PR #204, opened 2024-06-13
Explicitly add native modules as optional dependencies

lukasIO:
adding the deps explicitly is needed now as previously the `napi prepublish` command was adding them on the fly only for the published package on npm. 
In order to work with the package more seamlessly locally, I think it makes sense to declare them explicitly as part of the workspace instead. 

as @nbsp pointed out, we'll have to keep that in mind when/if we ever add an additional build architecture and update the `optionalDependencies` field then

### DIFF
--- a/examples/basic_room/index.ts
+++ b/examples/basic_room/index.ts
@@ -1,4 +1,3 @@
-import { readFileSync } from 'node:fs';
 import {
   AudioFrame,
   AudioSource,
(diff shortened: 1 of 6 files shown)


examples/basic_room/index.ts
```diff
@@ -29,7 +33,7 @@ console.log('connected to room', room);
 
 // read relevant metadata from wav file
 // this example assumes valid encoding little-endian
-const sample = readFileSync(join(import.meta.dirname, '../speex.wav'));
+const sample = readFileSync(join(process.cwd(), './speex.wav'));
```
lukasIO, line 36: `import.meta.dirname` is in RC status and only available in NodeJS 20.11 and up.

PR #206, opened 2024-06-16
README updates

davidzhao:


nbsp:
REUSE needs that file in `LICENSES/ ` to lint against. other than that i guess this is fine for consistency and making GitHub work, though you can delete `COPYING` as it's the same as `NOTICE`

README.md
```diff
@@ -25,12 +25,12 @@ Use this SDK to add real-time video, audio and data features to your Node app. B
 ## Monorepo Navigation
 
 - **Packages**:
-  - [Server SDK](/packages/livekit-server-sdk/README.md)
-  - [Node real-time SDK](/packages/livekit-rtc/README.md)
+  - [Server SDK](https://github.com/livekit/node-sdks/tree/main/packages/livekit-server-sdk) - to interact with server APIs.
```
lukasIO, line 28: if we change the links to be absolute (I guess for npm?) then we should probably do the same for the examples further down

lukasIO (approved):

README.md
davidzhao: yeah npm was the reason for the change. However, I realized the main README isn't published to npm. So I'm rolling that portion back

PR #207, opened 2024-06-17
examples/{basic_room -> publish-wav}

nbsp:
- add more info about this example to READMEs
- stream chunked audio instead of entire file


examples/publish-wav/speex.wav
lukasIO, line 1: It's not a big file, but as it's binary we could use git lfs for this.

lukasIO (approved):
lgtm!

PR #219, opened 2024-06-21
Update protocol. Support new SIP Trunks and grants.

dennwc:


packages/livekit-server-sdk/src/SipClient.ts
```diff
@@ -81,6 +107,7 @@ export class SipClient extends ServiceBase {
   /**
    * @param number phone number of the trunk
    * @param opts CreateSipTrunkOptions
+   * @deprecated
```
lukasIO, line 110: can we add a note here that says what to use instead of the deprecated method?

packages/livekit-server-sdk/src/SipClient.ts
```diff
@@ -118,21 +145,141 @@ export class SipClient extends ServiceBase {
...
+      svc,
+      'CreateSIPOutboundTrunk',
+      req,
+      await this.authHeader({}, { admin: true }),
+    );
+    return SIPOutboundTrunkInfo.fromJson(data, { ignoreUnknownFields: true });
+  }
+
+  /**
+   * @deprecated
```
lukasIO, line 248: also a note for what to use instead here

.changeset/short-jokes-promise.md
```diff
@@ -0,0 +1,11 @@
+---
+'@livekit/rtc-node-linux-arm64-gnu': minor
+'@livekit/rtc-node-win32-x64-msvc': minor
+'@livekit/rtc-node-linux-x64-gnu': minor
+'@livekit/rtc-node-darwin-arm64': minor
+'@livekit/rtc-node-darwin-x64': minor
+'livekit-server-sdk': minor
+'@livekit/rtc-node': minor
```
lukasIO, line 8: I don't think this change affects the `@livekit/rtc-node` packages (yet)? 
we should remove all lines apart from `livekit-server-sdk`

lukasIO (commented):
couple of nits

.changeset/short-jokes-promise.md
dennwc: Yes, I was not sure why it marked it as changed. It's probably because of lock file. I'll remove them from the changeset then.

dennwc:
Done!

lukasIO (approved):

PR #221, opened 2024-06-21
Adds missing await to startParticipantEgress

lourd:
Using the `startParticipantEgress` method on the EgressClient always returns a 401 because the auth header's not actually being set, due to a missing `await`.

Confirmed this was the issue by trying the same request with the livekit-cli which was capable of starting a participant egress without issue.


davidzhao (approved):
great catch. this was a miss when we updated the protocol to v2

PR #222, opened 2024-06-24
Export RoomEgress for AutoEgress support

davidzhao:
We didn't previously export `RoomEgress`, so it wasn't possible to use AutoEgress with the SDK


lukasIO (approved):
lgtm

PR #239, opened 2024-07-17
Update rust sdk, add dtmf and attributes support

lukasIO:
depends on https://github.com/livekit/rust-sdks/pull/371

and pulls in latest changes on main of rust sdk, which comes with a couple of necessary ffi protocol changes.

~~the submodule currently points to the `lukas/add-publish-dtmf` branch. Should update that after that PR got merged to point to main instead. ~~ ✅


lukasIO:
@nbsp also added support for retrieving attribute events (which I think wasn't yet part of #240 ?)

packages/livekit-rtc/src/utils.ts
```diff
@@ -0,0 +1,25 @@
+// SPDX-FileCopyrightText: 2024 LiveKit, Inc.
+//
+// SPDX-License-Identifier: Apache-2.0
+
+export function diffAttributes(
```
theomonnom, line 5: Ah awesome!
cc @keepingitneil, we should do the same for https://github.com/livekit/python-sdks/pull/217

theomonnom (approved):
lgtm! 🔥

- EXERCISE REQUIREMENTS -
Could you give again exactly the lines from the line containing "PR #221, opened 2024-06-21" through the final line of the data above, and no others?

- FINAL ANSWER -
PR #221, opened 2024-06-21
Adds missing await to startParticipantEgress

lourd:
Using the `startParticipantEgress` method on the EgressClient always returns a 401 because the auth header's not actually being set, due to a missing `await`.

Confirmed this was the issue by trying the same request with the livekit-cli which was capable of starting a participant egress without issue.


davidzhao (approved):
great catch. this was a miss when we updated the protocol to v2

PR #222, opened 2024-06-24
Export RoomEgress for AutoEgress support

davidzhao:
We didn't previously export `RoomEgress`, so it wasn't possible to use AutoEgress with the SDK


lukasIO (approved):
lgtm

PR #239, opened 2024-07-17
Update rust sdk, add dtmf and attributes support

lukasIO:
depends on https://github.com/livekit/rust-sdks/pull/371

and pulls in latest changes on main of rust sdk, which comes with a couple of necessary ffi protocol changes.

~~the submodule currently points to the `lukas/add-publish-dtmf` branch. Should update that after that PR got merged to point to main instead. ~~ ✅


lukasIO:
@nbsp also added support for retrieving attribute events (which I think wasn't yet part of #240 ?)

packages/livekit-rtc/src/utils.ts
```diff
@@ -0,0 +1,25 @@
+// SPDX-FileCopyrightText: 2024 LiveKit, Inc.
+//
+// SPDX-License-Identifier: Apache-2.0
+
+export function diffAttributes(
```
theomonnom, line 5: Ah awesome!
cc @keepingitneil, we should do the same for https://github.com/livekit/python-sdks/pull/217

theomonnom (approved):
lgtm! 🔥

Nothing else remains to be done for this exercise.